(SUPPLIED DATA Opens)
Issue #4776, opened 2025-04-02
Public - Additional Waitlist Section


sarahlazarich:
This is blocked by [this PR](https://github.com/bloom-housing/bloom/pull/4812) which adds the waitlist fields to partners.

Detroit has additional fields available relating to waitlist numbers.

[Here is the new design](https://www.figma.com/design/xqyamlgdsASkLTYlcifBwq/core-patterns?node-id=3465-4770&m=dev)

[And here is an example of what this component looks like now
](https://bloom-public-seeds.netlify.app/listing/cf908bad-5e0d-41ce-b688-f4be27408449/test_another_lottery_1233_w_main_chicago_il
)
The fields currently appear near the top in the right rail (current waitsize size, open waitlist slots, final waitlist size).
<img width="1507" src="https://api.zenhub.com/attachedFiles/eyJfcmFpbHMiOnsibWVzc2FnZSI6IkJBaHBBeUZSQ1E9PSIsImV4cCI6bnVsbCwicHVyIjoiYmxvYl9pZCJ9fQ==--60d7959586765d679896c24d9cf9337044ba076a/Screenshot%202025-03-18%20at%204.39.11%E2%80%AFPM.png" alt="Screenshot 2025-03-18 at 4.39.11 PM.png" />

sarahlazarich:
<img width="1882" src="https://api.zenhub.com/attachedFiles/eyJfcmFpbHMiOnsibWVzc2FnZSI6IkJBaHBBNGlaQ2c9PSIsImV4cCI6bnVsbCwicHVyIjoiYmxvYl9pZCJ9fQ==--5a82aa5f58787b59524ef709d1be1cbb157d9626/image.png" alt="image.png" />

<img width="1481" src="https://api.zenhub.com/attachedFiles/eyJfcmFpbHMiOnsibWVzc2FnZSI6IkJBaHBBNG1aQ2c9PSIsImV4cCI6bnVsbCwicHVyIjoiYmxvYl9pZCJ9fQ==--9e4959b89f368af5b103e757ce7b1cb48bdcd4f9/image.png" alt="image.png" />

emilyjablonski:
@sarahlazarich I know we chatted about this offline, but confirming that seeing the date twice is for now expected

PR #4915, opened 2025-06-02
feat: add additional waitlist size on public

KrissDrawing:
This PR addresses #4776 

## Description

Adds open waitlist section on public listing view.
Also it modifies a bit lottery section to show sum of total units from unit Groups

Enable `enableWaitlistAdditionalFields` set `Do you want to show a waitlist size?` on partners site (edit listing) to yes and fill values. It should show section with set numbers

## Author Checklist:

## Review Process:

### DIFF
--- a/sites/public/src/components/listing/listing_sections/Availability.tsx
+++ b/sites/public/src/components/listing/listing_sections/Availability.tsx
@@ -66,6 +66,10 @@ export const Availability = ({ listing, jurisdiction }: AvailabilityProps) => {
     jurisdiction,
     FeatureFlagEnum.swapCommunityTypeWithPrograms
   )
+  const showAdditionalWaitlistFields = isFeatureFlagOn(
+    jurisdiction,
+    FeatureFlagEnum.enableWaitlistAdditionalFields
+  )
 
   const statusMessage = getListingStatusMessageContent(
     listing.status,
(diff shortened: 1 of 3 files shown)


sites/public/src/components/listing/listing_sections/Availability.tsx
```diff
@@ -119,6 +131,40 @@ export const Availability = ({ listing, jurisdiction }: AvailabilityProps) => {
           {content && <p className={"seeds-m-bs-label"}>{content}</p>}
           {subheading && <p className={`seeds-m-bs-label`}>{subheading}</p>}
         </Card.Section>
+        {showAdditionalWaitlistFields && (
+          <Card.Section divider="flush">
+            <Heading size={"md"} priority={3}>
+              {t("listings.waitlist.open")}
+            </Heading>
+            <p className={styles["bold-subheader"]}>
+              {listing.isWaitlistOpen
```
emilyjablonski, line 140: **issue:** I don't think this field on the listing is updated correctly with unit groups, because whether or not the waitlist is open is not determined at the listing level. It results in the following:
Screenshot 2025-06-02 at 5 55 30 PM

emilyjablonski (changes requested):
Left a small note above on using one of the listing fields.
A visual update to make is that we should include these new fields at the bottom of the existing waitlist section. [Here is an example listing](https://bloom-public-seeds.netlify.app/listing/cf908bad-5e0d-41ce-b688-f4be27408449/test_another_lottery_1233_w_main_chicago_il) that shows how the section appears now. At the moment, we can have two sections appear that both indicate a waitlist.

KrissDrawing:
Ok, so i assumed that both section may appear only when `enableUnitGroups = true`.
But tbh it's more confusing than not 😄 I tried to test every possible variant, but there is a high chance i missed something

emilyjablonski:
Thanks for the updates! I'm reviewing this with design and I think it might be more complicated than initially thought. Will send some updates 👍

emilyjablonski:
Would love to get on eyes on this from someone else since we've both done work here! Can poke the team tmrw

YazeedLoonat (changes requested):
Looks good, issue I found was that the change is not represented on the `listing preview` page on the public site even though the "live" version of the listing does show the new changes

YazeedLoonat (approved):
after talking with Emily the preview page is not seedsified yet so this change wouldn't be visible there 
giving the approval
(SUPPLIED DATA Closes)
● WHAT THE EXERCISE ASKS: The listing above has to be written out again in full, exactly as shown.

● EXPECTED OUTPUT:
Issue #4776, opened 2025-04-02
Public - Additional Waitlist Section


sarahlazarich:
This is blocked by [this PR](https://github.com/bloom-housing/bloom/pull/4812) which adds the waitlist fields to partners.

Detroit has additional fields available relating to waitlist numbers.

[Here is the new design](https://www.figma.com/design/xqyamlgdsASkLTYlcifBwq/core-patterns?node-id=3465-4770&m=dev)

[And here is an example of what this component looks like now
](https://bloom-public-seeds.netlify.app/listing/cf908bad-5e0d-41ce-b688-f4be27408449/test_another_lottery_1233_w_main_chicago_il
)
The fields currently appear near the top in the right rail (current waitsize size, open waitlist slots, final waitlist size).
<img width="1507" src="https://api.zenhub.com/attachedFiles/eyJfcmFpbHMiOnsibWVzc2FnZSI6IkJBaHBBeUZSQ1E9PSIsImV4cCI6bnVsbCwicHVyIjoiYmxvYl9pZCJ9fQ==--60d7959586765d679896c24d9cf9337044ba076a/Screenshot%202025-03-18%20at%204.39.11%E2%80%AFPM.png" alt="Screenshot 2025-03-18 at 4.39.11 PM.png" />

sarahlazarich:
<img width="1882" src="https://api.zenhub.com/attachedFiles/eyJfcmFpbHMiOnsibWVzc2FnZSI6IkJBaHBBNGlaQ2c9PSIsImV4cCI6bnVsbCwicHVyIjoiYmxvYl9pZCJ9fQ==--5a82aa5f58787b59524ef709d1be1cbb157d9626/image.png" alt="image.png" />

<img width="1481" src="https://api.zenhub.com/attachedFiles/eyJfcmFpbHMiOnsibWVzc2FnZSI6IkJBaHBBNG1aQ2c9PSIsImV4cCI6bnVsbCwicHVyIjoiYmxvYl9pZCJ9fQ==--9e4959b89f368af5b103e757ce7b1cb48bdcd4f9/image.png" alt="image.png" />

emilyjablonski:
@sarahlazarich I know we chatted about this offline, but confirming that seeing the date twice is for now expected

PR #4915, opened 2025-06-02
feat: add additional waitlist size on public

KrissDrawing:
This PR addresses #4776 

## Description

Adds open waitlist section on public listing view.
Also it modifies a bit lottery section to show sum of total units from unit Groups

Enable `enableWaitlistAdditionalFields` set `Do you want to show a waitlist size?` on partners site (edit listing) to yes and fill values. It should show section with set numbers

## Author Checklist:

## Review Process:

### DIFF
--- a/sites/public/src/components/listing/listing_sections/Availability.tsx
+++ b/sites/public/src/components/listing/listing_sections/Availability.tsx
@@ -66,6 +66,10 @@ export const Availability = ({ listing, jurisdiction }: AvailabilityProps) => {
     jurisdiction,
     FeatureFlagEnum.swapCommunityTypeWithPrograms
   )
+  const showAdditionalWaitlistFields = isFeatureFlagOn(
+    jurisdiction,
+    FeatureFlagEnum.enableWaitlistAdditionalFields
+  )
 
   const statusMessage = getListingStatusMessageContent(
     listing.status,
(diff shortened: 1 of 3 files shown)


sites/public/src/components/listing/listing_sections/Availability.tsx
```diff
@@ -119,6 +131,40 @@ export const Availability = ({ listing, jurisdiction }: AvailabilityProps) => {
           {content && <p className={"seeds-m-bs-label"}>{content}</p>}
           {subheading && <p className={`seeds-m-bs-label`}>{subheading}</p>}
         </Card.Section>
+        {showAdditionalWaitlistFields && (
+          <Card.Section divider="flush">
+            <Heading size={"md"} priority={3}>
+              {t("listings.waitlist.open")}
+            </Heading>
+            <p className={styles["bold-subheader"]}>
+              {listing.isWaitlistOpen
```
emilyjablonski, line 140: **issue:** I don't think this field on the listing is updated correctly with unit groups, because whether or not the waitlist is open is not determined at the listing level. It results in the following:
Screenshot 2025-06-02 at 5 55 30 PM

emilyjablonski (changes requested):
Left a small note above on using one of the listing fields.
A visual update to make is that we should include these new fields at the bottom of the existing waitlist section. [Here is an example listing](https://bloom-public-seeds.netlify.app/listing/cf908bad-5e0d-41ce-b688-f4be27408449/test_another_lottery_1233_w_main_chicago_il) that shows how the section appears now. At the moment, we can have two sections appear that both indicate a waitlist.

KrissDrawing:
Ok, so i assumed that both section may appear only when `enableUnitGroups = true`.
But tbh it's more confusing than not 😄 I tried to test every possible variant, but there is a high chance i missed something

emilyjablonski:
Thanks for the updates! I'm reviewing this with design and I think it might be more complicated than initially thought. Will send some updates 👍

emilyjablonski:
Would love to get on eyes on this from someone else since we've both done work here! Can poke the team tmrw

YazeedLoonat (changes requested):
Looks good, issue I found was that the change is not represented on the `listing preview` page on the public site even though the "live" version of the listing does show the new changes

YazeedLoonat (approved):
after talking with Emily the preview page is not seedsified yet so this change wouldn't be visible there 
giving the approval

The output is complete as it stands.